* **REQUIRED ACTION**
Each line below is to be written out in full, exactly as shown.

* **SUPPLIED INFORMATION**
::::::
Issue #563, opened 2021-05-12
Jinja2 update to version 3 breaks nbsphinx


nikosavola:
As Jinja2 version is not frozen to 2.11 in [setup.py](https://github.com/spatialaudio/nbsphinx/blob/master/setup.py#L18) nbsphinx uses the new version 3.0.0.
::::::
* **RESULT OF THIS TASK**
Issue #563, opened 2021-05-12
Jinja2 update to version 3 breaks nbsphinx


nikosavola:
As Jinja2 version is not frozen to 2.11 in [setup.py](https://github.com/spatialaudio/nbsphinx/blob/master/setup.py#L18) nbsphinx uses the new version 3.0.0.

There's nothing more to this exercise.